From 1958 to 1969 they were involved with the annual Miss North Carolina Pageant. The company provided fabric for wardrobes that were given to each year's winner. They also provided fabric for the presentation gown that each winner wore to represent North Carolina in the annual Miss America Pageant.[16]

Company comes to an end

The textile companies and plants owned and operated in full or in part by the Cone family were Revolution Cotton Mills, Asheville Cotton Mills, Minneola Manufacturing Company, Salisbury Cotton Mills, Cliffside Mills, Eno Cotton Mills, Granite Finishing Works, Tabardrey Manufacturing Company, Florence Mills, John Wolf Textiles, Olympic Products, and American Spinning Company.[1]

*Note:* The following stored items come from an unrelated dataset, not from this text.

PR #302, opened 2018-06-12
[WIP] Run Tests Against Multiple Versions of ASP.Net and EF Core

### LINKED ISSUE #281: Run tests against multiple versions of ASP.Net Core

jaredcnance:
Closes #281 

The idea is that for every combination of versions that we choose to explicitly guarantee support for, we will define a new .props file that specifies those versions. The example projects should then import those props files and we run tests against those versions. 

The primary package (JsonApiDotNetCore) will continue to import via Directory.Build.props which will define the default build dependencies. This allows us to simulate scenarios such as:

```
MyApp
├── JsonApiDotNetCore
│        └── AspNetCore v2.0.1
└── AspNetCore v2.1.0

MyApp
├── JsonApiDotNetCore
│        └── AspNetCore v2.1.0
└── AspNetCore v2.0.1
```

Build is currently failing for the same reason as #300 ... breaking EF Core changes

### TODO:

- [ ] Fix failing tests
- [ ] Document how this works and how we upgrade our default dependencies
- [ ] Can we drop `/p:NoWarn=NU1605` ?


jaredcnance:
Putting this on hold...can't justify the added complexity at this time.

Issue #108, opened 2020-12-04
Any plans to support .net 5?


Sergey-Terekhin:
Hello!
Do you have any plans  to support released .net 5? And if yes, then?
Thank you

jimmyca15:
To clarify the ask here, you just mean to add net5.0 as a target framework of the package right? Or are you experiencing some issues currently?

If that is the ask, I can answer that yes we plan to add net5.0 as a target just as netcoreapp3.1 has been added. The timeline would be early in the new year.

jimmyca15:
This was added in 2.3.0 release.
https://github.com/microsoft/FeatureManagement-Dotnet/releases/tag/2.3.0

PR #112, opened 2021-01-07
Add net5.0 target framework.

jimmyca15:
Add net5.0 target framework.

* Add target framework
* Update build image to have 5.0 sdk
* Updated tests to run all supported target frameworks.

### DIFF
--- a/tests/Tests.FeatureManagement/FeatureManagement.cs
+++ b/tests/Tests.FeatureManagement/FeatureManagement.cs
@@ -4,6 +4,7 @@
 using Microsoft.AspNetCore;
 using Microsoft.AspNetCore.Builder;
 using Microsoft.AspNetCore.Hosting;
+using Microsoft.AspNetCore.Mvc;
 using Microsoft.AspNetCore.TestHost;
 using Microsoft.Extensions.Configuration;
 using Microsoft.Extensions.DependencyInjection;
@@ -84,7 +85,7 @@ namespace Tests.FeatureManagement
 
                     services.AddMvcCore(o =>
                     {
-                        o.EnableEndpointRouting = false;
+                        DisableEndpointRouting(o);
                         o.Filters.AddForFeature<MvcFilter>(ConditionalFeature);
                     });
                 })
@@ -132,7 +133,7 @@ namespace Tests.FeatureManagement
                         .AddFeatureManagement()
                         .AddFeatureFilter<TestFilter>();
 
-                    services.AddMvcCore(o => o.EnableEndpointRouting = false);
+                    services.AddMvcCore(o => DisableEndpointRouting(o));
                 })
             .Configure(app => app.UseMvc()));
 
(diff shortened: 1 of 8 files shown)


tests/Tests.FeatureManagement/Tests.FeatureManagement.csproj
```diff
@@ -18,13 +18,28 @@
   </ItemGroup>
 
   <ItemGroup>
-    <PackageReference Include="Microsoft.AspNetCore.TestHost" Version="3.1.5" />
-    <PackageReference Include="Microsoft.Extensions.Configuration.Json" Version="3.1.5" />
     <PackageReference Include="Microsoft.NET.Test.Sdk" Version="16.6.1" />
```
avanigupta, line 21: If Microsoft.NET.Test.Sdk Version="16.6.1" is applicable only for netcoreapp3.1 and net5.0, should we move it to their respective PackageReference sections?

tests/Tests.FeatureManagement/Tests.FeatureManagement.csproj
```diff
@@ -18,13 +18,28 @@
...
     <PackageReference Include="xunit" Version="2.4.1" />
     <PackageReference Include="xunit.runner.visualstudio" Version="2.4.1" />
   </ItemGroup>
 
+  <ItemGroup Condition="'$(TargetFramework)' == 'netcoreapp2.1'">
+    <PackageReference Include="Microsoft.NET.Test.Sdk" Version="15.9.0" />
```
abhilasharora, line 27: Are there any build issues when using version `16.6.1` or newer for `netcoreapp2.1`?

tests/Tests.FeatureManagement/FeatureManagement.cs
```diff
@@ -84,7 +85,7 @@ public async Task Integrates()
 
                     services.AddMvcCore(o =>
                     {
-                        o.EnableEndpointRouting = false;
```
abhilasharora, line 87: How does enabling or disabling this option affect the behavior of our test project?

tests/Tests.FeatureManagement/Tests.FeatureManagement.csproj
jimmyca15: Yes I think it would probably be better that way.

tests/Tests.FeatureManagement/Tests.FeatureManagement.csproj
jimmyca15: Not build issues, but there were runtime issues. The test wouldn't even start. I looked back at what we were using as a reference when we were using netcoreapp2.1 as the test runtime and it was indeed 15.9.0. When I reverted the reference to that for netcoreapp2.1 it worked correctly.

tests/Tests.FeatureManagement/FeatureManagement.cs
jimmyca15: The tests were originally written to use the ASP.NET Core 2.1 test host, so that use the original routing strategy instead of endpoint routing which was introduced in ASP.NET Core 3.1. 3.1 had a breaking change to where you can't call `UseMvc` anymore without explicitly setting `EnableEndpointRouting` to false. So any test that calls `UseMvc` needs to have this.

tests/Tests.FeatureManagement/Tests.FeatureManagement.csproj
jimmyca15: Updated.

abhilasharora (approved):

avanigupta (approved):
:shipit:

jimmyca15:
In response to #108

PR #113, opened 2021-01-25
Updated Microsoft.FeatureManagement to 2.3.0 for release.

jimmyca15:
* Updated Microsoft.FeatureManagement to 2.3.0 for release.
  * Release adds .net 5 as a target.

* Updated build to use separate versions for different projects.

### DIFF
--- a/build/Versioning.props
+++ b/build/Versioning.props
@@ -1,0 +1,28 @@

The company went private again in 1983 with the threat of a takeover by Western Pacific Industries. At the time the company had twenty-one plants and 10,800 employees. The company then had a value of $385 million.[17][18] In 2003, Cone Mills Corporation filed for Chapter 11 bankruptcy protection. By 2004, all of Cone's assets had been acquired by W. L. Ross and Company and were then combined with what remained of Burlington Industries to form International Textile Group.[19]

The Cone Mill Villages

Mill villages were company-owned towns, built from scratch by textile mills to house their factory workers and their families. In the early 1900s, Cone Mills Inc. built five self-sufficient villages to serve its Greensboro factories. These villages included churches, schools, baseball fields, community centers, and company stores in addition to houses that were leased to mill workers. At their peak, the Cone mill villages covered 450 acres (1.8 km2) and housed 2,675 workers in about 1,500 houses. A separate mill village, East White Oak, housed African-American workers. Thousands of workers and their families made their lives in these “towns within a town” until the company began selling the houses (sometimes to workers) in the late 1940s.[20]